Why Leadership Decisions Fail in Financial Services
Financial institutions face a structural shift in operating complexity – geopolitical, technological, regulatory, and climate-related – that demands a fundamentally different skill set at the top. At the same time, the sector is losing the competition for executive talent to industries with a stronger employer proposition.
The cost of getting leadership decisions wrong has never been higher. Yet most failures at the top are not failures of process. They are failures of judgment, made years earlier, when the full range of options was still available. Our framework identifies three dynamics that drive this failure consistently across otherwise well-governed institutions.
1. The ‘Ready Now’ Illusion
Boards consistently mistake visibility for readiness. Executives who present fluently and handle board interactions with composure tend to be labelled capable long before the conditions of the top role have ever been tested. The illusion runs in both directions: leaders themselves often overestimate their own preparedness, mistaking a natural career progression for what is in reality a fundamental shift in the nature of authority itself.
We help boards design conditions under which genuine readiness can be assessed rather than assumed.
2. Shadow Governance
Every regulated institution runs two governance systems simultaneously: the formal architecture of committees, charters, and documented accountabilities, and the informal network of relational authority that determines what is politically possible. Long-tenured directors, former executives, and holders of supervisory trust all possess informal veto capacity, exercised not through formal opposition but through measured hesitation, strategic silence, and carefully framed concerns about timing or optics.

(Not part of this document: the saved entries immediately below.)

PR #212, opened 2016-08-22
Drop php < 5.6

### LINKED ISSUE #207: RFC: drop support for PHP < 5.6
Hey,

It looks like this library still supports all php versions back to 5.3.
Since versions < 5.6 are end of life, i propose dropping support for them.

cc @simplethings/entityaudit

bendavies:
Drop support for EOL php versions: 5.3/5.4/5.5
resolves #207 

cc @DavidBadura @tolry

### DIFF
--- a/.travis.yml
+++ b/.travis.yml
@@ -11,9 +11,6 @@ cache:
     - $HOME/.composer/cache
 
 php:
-  - 5.3
-  - 5.4
-  - 5.5
   - 5.6
   - 7.0
   - nightly
@@ -38,7 +35,7 @@ script: ./vendor/bin/phpunit -c tests/travis/$DB.travis.xml
 matrix:
   fast_finish: true
   include:
-    - php: 5.3
+    - php: 5.6
       env: COMPOSER_FLAGS="--prefer-lowest" DB=sqlite
     - php: 7.0
       env: NAME="MySQL 5.6" DB=mysql
--- a/README.md
+++ b/README.md
@@ -96,11 +96,13 @@ use Doctrine\ORM\EntityManager;
 use Doctrine\Common\EventManager;
 use SimpleThings\EntityAudit\AuditConfiguration;
 use SimpleThings\EntityAudit\AuditManager;
+use SimpleThings\EntityAudit\Tests\ArticleAudit;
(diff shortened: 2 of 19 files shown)


tolry:
As discussed before, I would suggest tagging the current version with 1.0 and moving on from there with 2.* with larger changes, like these. Sounds good or alternative suggestions?

bendavies:
@tolry i didn't realise you want to release v1 first. you only mentioned tagging previously.
I'd rather hold off v1.0 for now as there are still a few confirmed bugs and good PRs opening that i'd like to get merged first.

We can hold off on this PR for now if you prefer.

tolry:
We could make due without the 1.0 tagging / 2.* jump. But I myself do not like 0.* releases very much, not a lot of rules defined in SemVer for those.

If we end up having larger changes / BC breaks in 0.* releases, it would be really important to update the changelog precisely (as seems to be done currently). I would think, that tagging the current version with 1.0 and releasing 2.* directly after that, might make things clearer for most users. But I am open to different approaches.

Thanks a lot for your hard work so far, by the way!

bendavies:
@tolry I do agree with all these `0.*` releases. Ultimately I'm happy to whatever you ,@smoench and @DanielBadura  want to do though, as you've been working on this longer than me.

DavidBadura:
this is a very difficult question. we can release this state as 1.0 and merge all bc-breaks into master to prepare 2.0. but then we need support two versions: 1.0 and master (2.0). 

some bugfixes introduce bc breaks, so in which one should we merge this? should we stabilize this state before we beginn to working on 2.0?

the jump from 0.x to 1.x is also a major release, so bc breaks should be allowed. my opinion is to release 1.0 after this and all other bc breaks to have a clean 1.0. but i'm also fine with releasing 1.0 before merging this.

rvanlaak:
Does the upcoming release also bump other requirements? Like the symfony framework? If so, then there already are breaks and I'd propose to also break the rest ;-) 

As support on this bundle is not really that active (no problem!), supporting two versions will not happen right? :+1:

DavidBadura:
Closing in favor of #239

This is not merely a political challenge. It is a regulatory one. Under frameworks such as the SM&CR, institutions must ensure that decision-making processes are clearly documented. Informal structures that undermine formal governance are not tolerated by supervisors, and succession is precisely the moment where undocumented influence is most likely to determine outcomes.
We map informal influence explicitly before succession begins, making power dynamics visible, manageable, and aligned with governance obligations.
3. The Urgency Trap
Succession planning that begins when a role is vacant has already failed. The field has narrowed, political costs are highest, and judgment is most susceptible to pressure. The only effective succession advisory begins long before, when the widest range of options is still open and early intervention creates the greatest downstream value.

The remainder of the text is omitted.